- [ACTION ITEM]:
Count the lines below that include the word "mlcommons" and write that number alone.

- [GIVEN DATA]:
PR #3115, opened 2024-12-08
don't stop when afterjobplan is running

lhoestq:


services/worker/src/worker/executor.py
```diff
@@ -149,8 +149,9 @@ def heartbeat(self) -> None:
             try:
                 Queue().heartbeat(job_id=job_id)
             except Exception as error:
-                logging.warning(f"Heartbeat failed for job {job_id}: {error}")
-                self.stop()
+                logging.warning(f"Heartbeat failed for job {job_id} (AfterJobPlan might be running): {error}")
+                # Don't stop since the AfterJobPlan may be running
```
severo, line 153: Should we keep sending heart beats during the "AfterJobPlan", and then uncomment the next line? Otherwise, it could be killed as a zombie anyway, right?

lhoestq: the job is marked as finished before the afterjobplan starts :) so no risk of having a zombie

severo: OK, thanks for clarifying

PR #3123, opened 2024-12-19
doc: Update inaccessible datasets

AndreaFrancis:
Replacing `barilan/blog_authorship_corpus` with `tasksource/blog_authorship_corpus` since the former is no longer accessible due to being a script-based dataset, and replacing `ETDataset/ett` with `GEM/SciDuet` for the same reason. Additionally, making minor fixes.


lhoestq (approved):
nice !

PR #3138, opened 2025-02-24
Support large list

lhoestq:
to avoid RowsPostProcessingError from `TypeError: could not determine the type of the data cell` errors in open R1 project


libs/libcommon/src/libcommon/viewer_utils/features.py
```diff
@@ -342,6 +343,25 @@ def get_cell_value(
             )
             for (idx, subCell) in enumerate(cell)
         ]
+    elif isinstance(fieldType, LargeList):
```
lhoestq, line 346: main change is here

PR #3144, opened 2025-03-03
When given, use the sequence len for array_shape

ccl-core:
I see that some datasets have the Sequence length defined, e.g.: https://datasets-server.huggingface.co/info?dataset=pollen-robotics/apple_storage

We should probably use this info.


libs/libcommon/src/libcommon/croissant_utils.py
```diff
@@ -126,16 +126,24 @@ def feature_to_croissant_field(
...
         }
     elif isinstance(feature, (LargeList, list, Sequence)):
+        array_shape = []
         if isinstance(feature, list):
             if len(feature) != 1:
                 return None
             sub_feature = feature[0]
+            array_shape.append("-1")
         else:
+            if shape := feature.length:
```
marcenacp, line 136: nit: For readability, collect `int | None` instead of str, and clean afterwards when building the actual arrayShape.

```python
array_shape.append(-1)
...
array_shape.append(feature.length)
...
array_shape.append(sub_feature.length)
...

str_array_shape = [str(shape) if shape else '-1' for shape in array_shape]
field["arrayShape"] = ",".join(str_array_shape)
```

marcenacp (approved):

libs/libcommon/src/libcommon/croissant_utils.py
ccl-core: Good point, done.

ccl-core:
@lhoestq gentle ping :)

lhoestq (approved):

PR #3150, opened 2025-03-18
Add function to convert a feature name to a valid jsonpath.

ccl-core:
This is used to set the correct Transform operations.

This was needed in particular for this dataset: https://huggingface.co/datasets/allenai/WildChat-1M as some of its feature names contain slashes. This creates a problem when the slashes are included non-escaped as part of the json_path attribute of a Transform operation.

An example of the corrected croissant def, as it will be now generated by HF, is here: https://github.com/mlcommons/croissant/pull/829

### DIFF
--- a/libs/libcommon/tests/test_croissant_utils.py
+++ b/libs/libcommon/tests/test_croissant_utils.py
@@ -42,6 +42,7 @@ def test_truncate_features_from_croissant_crumbs_response(num_columns: int) -> N
         ("feature'with'quote", r"['feature\'with\'quote']"),
         ("feature[with]brackets", r"['feature\[with\]brackets']"),
         ("feature[with/slash]'and'quote", r"['feature\[with/slash\]\'and\'quote']"),
+        (r"feature\'already\'escaped", r"['feature\'already\'escaped']"),
     ],
 )
 def test_escape_jsonpath_key(feature_name, expected_output):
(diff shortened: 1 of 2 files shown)


libs/libcommon/tests/test_croissant_utils.py
```diff
@@ -30,6 +34,21 @@ def test_truncate_features_from_croissant_crumbs_response(num_columns: int) -> N
...
 
 
+@pytest.mark.parametrize(
+    "feature_name, expected_output",
+    [
+        ("simple_feature", "simple_feature"),
+        ("feature/with/slash", "['feature/with/slash']"),
+        ("feature'with'quote", r"['feature\'with\'quote']"),
+        ("feature[with]brackets", r"['feature\[with\]brackets']"),
+        ("feature[with/slash]'and'quote", r"['feature\[with/slash\]\'and\'quote']"),
```
marcenacp, line 44: Can you add a test case when the feature_name already contains an escaped character? (To see how it reacts)

marcenacp (approved):

libs/libcommon/tests/test_croissant_utils.py
ccl-core: Done, thanks!

marcenacp (approved):

lhoestq (approved):
lgtm !

PR #3159, opened 2025-03-31
Delete ref branches

lhoestq:
I added two tasks that run when we call `remove_dataset()`: one to <s>empty</s> delete the refs/convert/parquet branch and one to empty the refs/convert/duckdb branch (and super_squash_commit)

Maybe there is a simpler way ? Like calling and endpoint that deletes the refs branches completely instead of emptying them ? EDIT: ended up using `HfApi.delete_branch()` :)

TODO:
- [x] add the COMMITTER_HF_TOKEN secret in the charts

cc @severo 

close https://github.com/huggingface/dataset-viewer/issues/2384


severo:
re:

> Maybe there is a simpler way ? Like calling and endpoint that deletes the refs branches completely instead of emptying them ?

I guess we can call this, no?

https://huggingface.co/docs/huggingface_hub/v0.30.0.rc3/en/package_reference/hf_api#huggingface_hub.HfApi.delete_branch

lhoestq:
Good point ! I just tried in prod and deleting the branch works fine with the committer_hf_token :) I'll do the change

lhoestq:
will deploy later today

lhoestq:
it works well, though it has the side effect to delete the branches every time there some data files are updated since `delete_dataset` is called at that time. It's ok imo

PR #3160, opened 2025-04-01
Use new cr:UInt* data types.

ccl-core:
We recently introduced support for cr:UInt* data types https://github.com/mlcommons/croissant/pull/836


ccl-core:
@lhoestq hi Quentin, can you PTAL (not urgent)? Thanks :)

PR #3166, opened 2025-04-03
Don't rely on `refs/convert/duckdb` anymore

lhoestq:
Create the duckdb index on the fly when /filter or /search is accessed and have it as usual in the duckdb indexes directory cache.

This can enable the removal of the `refs/convert/duckdb` branch entirely.

For now I'll only enable it for datasets with names that contain "NoDuckdbRef" for testing, and explore the performance, and expand progressively.

Note: the on-the-fly indexing is currently is exact same as the one done in the `split-duckdb-index` job: it ingests up to 5GB of Parquet files, applies transforms for extra indexing (e.g. extract audio length, image size), and computes the full text search index.

PS: I had to bump polars and fix the `.hist()` usage which got some breaking changes

TODO:
- [x] /filter
- [x] /search


severo:
good idea

PR #3178, opened 2025-04-22
Parallelize tokenization to enable fast on-the-fly indexing

lhoestq:
it was taking way too much time to index datasets for full text search, and it's pretty important now that we want to get rid of `refs/convert/duckdb` and index only when necessary

follows #3166 

todo:
- [x] revert debugging line

### DIFF
--- a/services/admin/src/admin/authentication.py
+++ b/services/admin/src/admin/authentication.py
@@ -16,6 +16,7 @@ async def auth_check(
     organization: Optional[str] = None,
     hf_timeout_seconds: Optional[float] = None,
     require_fine_grained_permissions: Sequence[str] = ("repo.write",),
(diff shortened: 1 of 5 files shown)


services/admin/src/admin/authentication.py
```diff
@@ -46,11 +49,27 @@ async def auth_check(
...
+                        "role" in json["auth"]["accessToken"]
+                        and any(
+                            json["auth"]["accessToken"]["role"] == require_token_and_org_permission[0]
+                            and any(
+                                org["name"] == organization and org["roleInOrg"] == require_token_and_org_permission[1]
+                                for org in json["orgs"]
+                            )
+                            for require_token_and_org_permission in require_token_and_org_permissions
+                        )
+                    )
```
lhoestq, line 72: this simply allows for write tokens, which is stronger than fine-grained. write tokens are used in the ci so this fixes ci debugging

PR #3180, opened 2025-04-25
Update e2e.yml

Love241982:
@pytest.fixture
def setup_dataset(client):
    dataset_id = "tmp-dataset-123"
    response = client.post(f"/datasets/{dataset_id}", json={"config": "default"})
    assert response.status_code == 200, "Failed to create dataset"
    yield dataset_id
    client.delete(f"/datasets/{dataset_id}")
def test_enterprise_org_private(setup_dataset, client):
    dataset_id = setup_dataset
    response = client.get(f"/parquet?dataset={dataset_id}&config=default")
    assert response.status_code == 200, f"Dataset not found: {response.json()}"

### DIFF
--- a/.github/workflows/e2e.yml
+++ b/.github/workflows/e2e.yml
@@ -1,23 +1,36 @@
 # SPDX-License-Identifier: Apache-2.0
 # Copyright 2022 The HuggingFace Authors.
 
-name: e2e
-on:
-  workflow_dispatch:
-  push:
-    branches:
-      - main
-    paths:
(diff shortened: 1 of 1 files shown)


Love241982 (commented):
def test_enterprise_org_private(setup_dataset, client):
    dataset_id = setup_dataset
    response = client.get(f"/parquet?dataset={dataset_id}&config=default")
    assert response.status_code == 200, f"Dataset not found: {response.json()}"

PR #71, opened 2019-03-14
Hrosenbe/weat 96 update datamanager container

hrosenbe:
This pull requests changes all of the scripts in the auctionDataManager Docker container image to use Cassandra rather than MongoDB.
Additional changes:
 * Removed unneeded newDbLoader
 * Remove shard/replicas tests from dbPrep and dbLoader as these are mongodb concepts


hrosenbe:
Yes, the image files are only used by the dbLoader, which now always runs in the auctiondatamanager container.  The images are contained in the auctiondatamanager container image.

PR #72, opened 2019-03-14
use tie to output stderr to logs

bhoflich:


hrosenbe:
I verified that this works for information printed directly to STDERR (e.g. print STDERR "test error\n";).  

However it does not work for capturing output that goes to STDERR from a command run with system() or backticks ``, which is where most of the error output comes from in the run harness.  It looks like capturing that output will require more significant changes, such as wrapping all backtick commands using [Capture::Tiny](https://metacpan.org/pod/Capture::Tiny). Because that is a significant effort, I think that we should merge this code and then handle that change as a separate issue.

PR #82, opened 2019-04-09
Bhoflich/weat 125 fix seqnum in weathervane results

bhoflich:
A collection of smallish partially related updates.

Note: RunOnlyRunProcedure is currently broken following the hierarchical log changes.
I opened a separate task on this.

- [RESPONSE BOX]:
2